The city hopes to pay $350,000 toward the principal on the loan. Another $350,000 will go toward interest. The repayment schedule on the original bond issue extends to 2025.
The city recently refinanced those bonds to take advantage of lower interest rates and was able to realize more than $500,000 in savings.
Construction of the generation facility was completed in the spring of 2004 and is leased to Basin Electric Power Cooperative of North Dakota. The cooperative uses the generation plant during times when its typical generation facilities cannot meet demands during peak power periods. The Madison Electric Department tests the diesel generators each month as part of an ongoing maintenance program.
The city currently is undergoing a multi-year improvement project which is expected to include a half-million dollars in improvements, mainly putting electric distribution lines underground. Money for those improvements comes from the electric fund or through electric rates.
The city began the five-year program three years ago.

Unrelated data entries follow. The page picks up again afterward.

PR #136, opened 2024-06-13
Save ROI image as png

simonschmitt2:
Added the possibility to create a png file of the current ROI in the POI manager

## Description

In the POI manager, when the ‘Save ROI’ button is toggled, an additional PNG file can be created, showing the ROI image (including all the POIs). To activate this functionality, there is now a configuration option for the POI manager logic (save_roi_image_as_png: True|False). The default value for this option is False, so there should be no changes for those who do not specifically add the option. The image itself should closely resemble the plot widget in the POI manager.

## Motivation and Context

There hasn’t been any such functionality, and the workaround of taking a screenshot requires extra steps and doesn’t produce high-quality images.

## How Has This Been Tested?

Only tested with dummy config, which should not matter.

Example file: 

20240613-1501-30_roi_20240607_0707_28_126769_scan_image

## Types of changes

- [ ] Bug fix
- [x] New feature

## Checklist:


timoML:
I think saving ROI images is definetly highly needed.

To avoid code duplication, I would suggest to make use of draw_2d_scan_figure() in the scanning_data_logic:
- poimanagerlogic.set_scan_image() should then not only store the image, but keep a copy of the whole ScanData object.
- the scan axes are stored with ScanData and can be easily inserted to the plot 
- Some rework of scanning_data_logic::draw_2d_scan_figure() will be required to make it compatible with poimanagerlogic.

Minor things:
- I think default behavior should be to save the png. From my perspective, we may eben drop the ConfigOption and save it (similar to scanning_probe toolchain)
- Currently, if you don't have a confocal image, but marked some POIs, the png won't be drawn.
- The scanning_probe toolchain stores the image with the colorbar set in the GUI. It'd be nice if this was working for the poimanager, but might be a bit complicated.

simonschmitt2:
Thank you very much for your feedback!

I refactored the code so that the draw_2d_scan_figure() method in scanning_data_logic is reused. Unfortunately, it was not straightforward since there are a few differences in both save methods, such as the Points of Interest (POIs). As a result, the final code turned out a bit more complicated.

Regarding the remaining comments:

    I am against the idea that the RegionOfInterest class should hold ScanData because it contains more data than relevant, especially multiple images when multiple channels are configured. Additionally, the channel would need to be held. Furthermore, this change would require refactoring most of the poi_manager_logic file. However, it is true that, at the moment, the metadata of the image is missing in the PoiManager. As a quick workaround, I added the ScanImageMeta data class, which allows specifying this metadata. However, it is ignored when saving or loading ROIs, so a proper implementation is still to be done.
    With the data class above, the correct meta information should now be in the saved PNGs (the GUI is not updated yet, another to-do).
    As mentioned above, I did the refactoring.

Regarding the 'minor things':

    I dropped the ConfigOption.
    I am against saving a PNG when there is no image; it seems counter-intuitive.
    As far as I see, the color bar is handled only in the GUI at the moment. Refactoring this would go beyond the scope of the PR.

timoML:
During final testing, I encountered an issue when coming from StatusVars of current main:
1. Checkout main
2. Delete all StatusVar from poi_manager_logic
3. Create a new scan in scanning_probe
4. Start poi_manager_gui and hit "Get confocal image"
5. Close Qudi
6. Checkout this PR

I think expected behavior in poi_manager_logic should be to start over with a fresh poi, if the StatusVars can't be parsed.

```
 Error while settings status variables:

TypeError: Parameter to generate ScanImageMeta instance from must be of type dict.

  File "C:\Users\Timo\AppData\Local\conda\conda\envs\qudi-newrepo\lib\site-packages\qudi\core\module.py", line 338, in _load_status_variables
    value = var.constructor_function(self, value)

  File "C:\Software\qudi\qudi-iqo-modules\src\qudi\logic\poi_manager_logic.py", line 1308, in dict_to_roi
    return RegionOfInterest.from_dict(roi_dict)

  File "C:\Software\qudi\qudi-iqo-modules\src\qudi\logic\poi_manager_logic.py", line 321, in from_dict
    scan_image_meta=ScanImageMeta.from_dict(dict_repr.get('scan_image_meta')),

  File "C:\Software\qudi\qudi-iqo-modules\src\qudi\logic\poi_manager_logic.py", line 347, in from_dict
    raise TypeError(f'Parameter to generate {ScanImageMeta.__name__} instance from must be of type '
```

simon1schmitt:
Hi timoML,

Thank you very much for your review and for identifying the issue. However, I am not entirely sure how to tackle it. As far as I understand, the` from_dict` method is used to create the ROI-StatusVar. First, I would expect this method to throw an exception if the wrong data type is input (and not just create a new ROI). Second, this method does not seem to be solely for creating the StatusVar, so I would expect it to also work when called from the manager, for example. In this case, I would expect to see an exception and not just a new ROI being created as well.

Currently, I think that the `_load_status_variables` in `\src\qudi\core\module.py` should be responsible for handling failed attempts to create StatusVars. Is there perhaps some agreement on how to handle these cases? Or is there another module where I could look to see how the handling is done there?

timoML:
I think the StatusVar constructor is the best place to handle this (see my commit).

timoML (approved):
Looks good, thank you.

PR #138, opened 2024-06-18
Remove old odmr fits

simonschmitt2:
Remove old fits when starting a new ODMR measurement

## Description

As discussed in https://github.com/Ulm-IQO/qudi-iqo-modules/discussions/137, all fits are removed when starting a new ODMR measurement.

## Motivation and Context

Electric lines were initially put underground in the northwest section of town. This year, the work has shifted mainly to the southwest quarter. Most of the electric lines in the northeast segment, where there has been lots of new construction, are already underground.

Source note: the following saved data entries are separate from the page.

PR #139, opened 2024-06-18
POI manager auto-find fix

simonschmitt2:
POI manager auto-find fix

## Description

When running the (cool) auto-find feature in the POI manager, the POIs did not match the bright spots but appeared to be rotated by 90°. The issue seemed to stem from an unnecessary transpose operation on the image data, which has now been removed. Additionally, if the POI diameter was smaller than the image step size, an exception was thrown due to a filter size of 0. This has been resolved by ensuring that the filter size is at least 1.

## Motivation and Context

After these changes the feature seems to run as expected

## How Has This Been Tested?

Tested only with dummy configuration, which should not matter

## Types of changes

- [x] Bug fix
- [ ] New feature

## Checklist:

### DIFF
--- a/src/qudi/logic/poi_manager_logic.py
+++ b/src/qudi/logic/poi_manager_logic.py
@@ -1265,7 +1265,7 @@ class PoiManagerLogic(LogicBase):
 
     def _local_max(self, scan):
         scan = np.asarray(scan, order="C")  # scan has to be a 2-D array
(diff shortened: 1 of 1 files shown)


NicolasStaudenmaier (approved):
Thank you Simon for finding this. Looks good and the auto-find tool works well with real data.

Ericsson said the city reconstructed the downtown alleys on both sides of Egan Avenue a few years ago, so much of downtown also has underground electric distribution lines.
An engineering firm is conducting a rate study this summer concerning operations of Madison's electric utility. Suggested by the city's electric advisory committee, the study is expected to cost $23,500 and will provide the city more information about operating a program for the municipal, industrial and commercial customers.
Randy Hoffman of East River Electric Power Cooperative, an advisory board member, said the study will reveal such things as when Madison experiences actual peak periods of demand.
Ericsson said plans for the proposed new hospital and the addition of Global Polymer to the industrial park will also have an impact on the city Electric Department. Commissioners have already pledged about $250,000 in electric and other in-kind work for the new hospital.
At the present time, Madison has a load management program for residential customers. The volunteer program works to reduce peak use of electricity by temporarily shutting down water heaters, air-conditioners and electric heaters in order to keep the cost of wholesale power as low as possible.
During 2011, the city realized $398,000 in cost savings from the program. Utility customers taking part in the program received $101,000, bringing the net savings to $297,000.
The last time the city conducted a rate study was in 1985.
A cash and reserve analysis of the city Electric Department shows the city has $386,885 in a depreciation reserve account and nothing in emergency reserve funds. The city does have operating cash of $1.7 million, slightly over the policy maximum.
"But those figures will change," said Ericsson, "because while we have operating revenues of $8.5 million, we have $7,755,345.27 in operating expenses. That makes it awful tough, if not impossible, to replenish reserve funds that have been used to meet operating costs. Our net income in the electric fund is only $322,000. I wish it was true that we had a goose that laid golden eggs in the form of our municipal Eelectric Department, but frankly all of the eggs got spent.
``We can't foresee what the future might bring, beyond the building of a new hospital and completion of a building for Global Polymer," Ericsson said, "but you can be sure that we as commissioners are doing our level best to provide the best electric service possible at the lowest possible cost."